## DESCRIPTION OF THE TASK
For each line in the data below that has the word "information", copy that line.

##### DATA

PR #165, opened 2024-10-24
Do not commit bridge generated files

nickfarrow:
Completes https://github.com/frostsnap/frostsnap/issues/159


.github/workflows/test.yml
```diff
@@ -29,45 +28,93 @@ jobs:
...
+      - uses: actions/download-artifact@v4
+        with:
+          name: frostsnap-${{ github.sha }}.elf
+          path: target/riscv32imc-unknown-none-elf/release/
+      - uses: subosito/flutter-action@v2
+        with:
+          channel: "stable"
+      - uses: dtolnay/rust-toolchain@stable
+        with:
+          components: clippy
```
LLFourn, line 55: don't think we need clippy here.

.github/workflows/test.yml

##########
##### DATA

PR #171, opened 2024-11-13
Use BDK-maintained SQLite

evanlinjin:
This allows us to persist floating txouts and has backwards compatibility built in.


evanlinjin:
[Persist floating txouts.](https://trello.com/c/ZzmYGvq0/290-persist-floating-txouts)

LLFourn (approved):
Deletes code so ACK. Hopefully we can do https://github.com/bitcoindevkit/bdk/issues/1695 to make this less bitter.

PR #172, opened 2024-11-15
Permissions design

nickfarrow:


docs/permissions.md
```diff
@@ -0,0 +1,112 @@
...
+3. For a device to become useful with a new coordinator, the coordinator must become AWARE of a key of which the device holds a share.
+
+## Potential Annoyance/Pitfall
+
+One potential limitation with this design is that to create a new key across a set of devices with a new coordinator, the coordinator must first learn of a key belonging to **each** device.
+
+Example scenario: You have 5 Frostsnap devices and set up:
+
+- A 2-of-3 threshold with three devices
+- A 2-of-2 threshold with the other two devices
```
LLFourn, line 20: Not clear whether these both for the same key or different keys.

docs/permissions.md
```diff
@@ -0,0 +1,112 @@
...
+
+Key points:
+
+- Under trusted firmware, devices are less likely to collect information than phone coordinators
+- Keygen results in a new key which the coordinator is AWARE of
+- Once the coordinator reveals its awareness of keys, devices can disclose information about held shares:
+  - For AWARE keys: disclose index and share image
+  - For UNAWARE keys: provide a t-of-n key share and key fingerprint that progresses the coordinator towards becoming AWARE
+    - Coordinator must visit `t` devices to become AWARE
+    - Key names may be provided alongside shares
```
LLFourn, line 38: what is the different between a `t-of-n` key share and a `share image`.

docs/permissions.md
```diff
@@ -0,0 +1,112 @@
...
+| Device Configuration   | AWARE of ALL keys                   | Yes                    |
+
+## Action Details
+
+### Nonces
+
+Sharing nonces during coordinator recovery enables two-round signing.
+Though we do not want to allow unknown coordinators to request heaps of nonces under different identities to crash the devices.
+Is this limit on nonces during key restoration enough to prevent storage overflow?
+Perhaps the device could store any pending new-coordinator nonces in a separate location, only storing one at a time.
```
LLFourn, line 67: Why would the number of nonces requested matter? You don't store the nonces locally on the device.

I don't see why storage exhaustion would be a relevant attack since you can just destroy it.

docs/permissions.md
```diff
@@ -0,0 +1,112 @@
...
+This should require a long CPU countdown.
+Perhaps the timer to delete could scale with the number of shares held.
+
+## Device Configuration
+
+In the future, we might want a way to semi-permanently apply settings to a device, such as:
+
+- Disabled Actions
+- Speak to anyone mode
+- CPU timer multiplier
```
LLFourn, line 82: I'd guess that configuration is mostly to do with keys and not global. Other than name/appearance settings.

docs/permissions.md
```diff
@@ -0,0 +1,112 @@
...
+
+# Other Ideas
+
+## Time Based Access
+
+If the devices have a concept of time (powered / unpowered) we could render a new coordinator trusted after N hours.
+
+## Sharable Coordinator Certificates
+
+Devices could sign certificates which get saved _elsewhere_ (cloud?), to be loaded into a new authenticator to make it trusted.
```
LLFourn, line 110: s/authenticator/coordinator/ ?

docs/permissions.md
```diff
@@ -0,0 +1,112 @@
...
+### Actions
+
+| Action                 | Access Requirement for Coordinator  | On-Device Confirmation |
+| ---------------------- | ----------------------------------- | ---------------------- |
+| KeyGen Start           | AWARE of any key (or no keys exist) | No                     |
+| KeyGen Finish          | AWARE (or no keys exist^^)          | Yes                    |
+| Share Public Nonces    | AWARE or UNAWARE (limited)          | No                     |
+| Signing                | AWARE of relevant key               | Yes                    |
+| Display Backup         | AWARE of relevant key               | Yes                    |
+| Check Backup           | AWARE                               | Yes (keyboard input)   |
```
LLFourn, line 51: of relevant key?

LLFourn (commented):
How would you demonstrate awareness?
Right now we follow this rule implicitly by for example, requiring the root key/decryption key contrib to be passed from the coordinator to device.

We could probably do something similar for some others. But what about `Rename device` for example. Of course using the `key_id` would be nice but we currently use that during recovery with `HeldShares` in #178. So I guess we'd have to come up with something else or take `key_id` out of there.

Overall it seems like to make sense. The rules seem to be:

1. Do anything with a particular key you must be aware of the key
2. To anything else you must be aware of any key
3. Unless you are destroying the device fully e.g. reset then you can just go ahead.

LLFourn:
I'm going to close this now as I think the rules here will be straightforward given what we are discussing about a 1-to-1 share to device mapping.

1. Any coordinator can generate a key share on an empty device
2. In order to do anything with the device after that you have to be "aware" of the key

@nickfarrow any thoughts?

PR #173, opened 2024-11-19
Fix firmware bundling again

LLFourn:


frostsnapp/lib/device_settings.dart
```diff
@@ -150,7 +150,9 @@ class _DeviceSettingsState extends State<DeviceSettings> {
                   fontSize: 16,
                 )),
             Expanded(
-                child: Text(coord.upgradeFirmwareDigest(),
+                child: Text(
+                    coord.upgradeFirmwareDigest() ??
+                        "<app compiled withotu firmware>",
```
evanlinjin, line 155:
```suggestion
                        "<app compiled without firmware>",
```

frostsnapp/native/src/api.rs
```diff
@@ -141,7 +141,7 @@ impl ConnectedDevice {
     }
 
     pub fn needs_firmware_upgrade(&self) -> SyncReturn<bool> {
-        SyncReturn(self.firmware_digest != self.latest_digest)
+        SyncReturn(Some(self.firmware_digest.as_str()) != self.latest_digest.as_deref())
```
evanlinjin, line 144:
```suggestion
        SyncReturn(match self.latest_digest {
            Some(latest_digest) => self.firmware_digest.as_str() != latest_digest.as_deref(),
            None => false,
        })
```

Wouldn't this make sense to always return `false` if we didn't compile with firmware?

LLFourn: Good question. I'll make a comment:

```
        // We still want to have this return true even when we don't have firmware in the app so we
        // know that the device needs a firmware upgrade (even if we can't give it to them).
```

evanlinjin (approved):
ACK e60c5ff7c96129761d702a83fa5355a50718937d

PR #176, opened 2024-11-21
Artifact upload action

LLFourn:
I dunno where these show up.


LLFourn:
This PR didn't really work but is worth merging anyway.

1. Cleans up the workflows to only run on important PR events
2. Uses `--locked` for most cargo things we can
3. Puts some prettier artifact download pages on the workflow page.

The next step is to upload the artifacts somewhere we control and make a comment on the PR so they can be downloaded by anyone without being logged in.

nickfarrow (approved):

##########

## SOLUTION BELOW
+- Under trusted firmware, devices are less likely to collect information than phone coordinators
+- Once the coordinator reveals its awareness of keys, devices can disclose information about held shares:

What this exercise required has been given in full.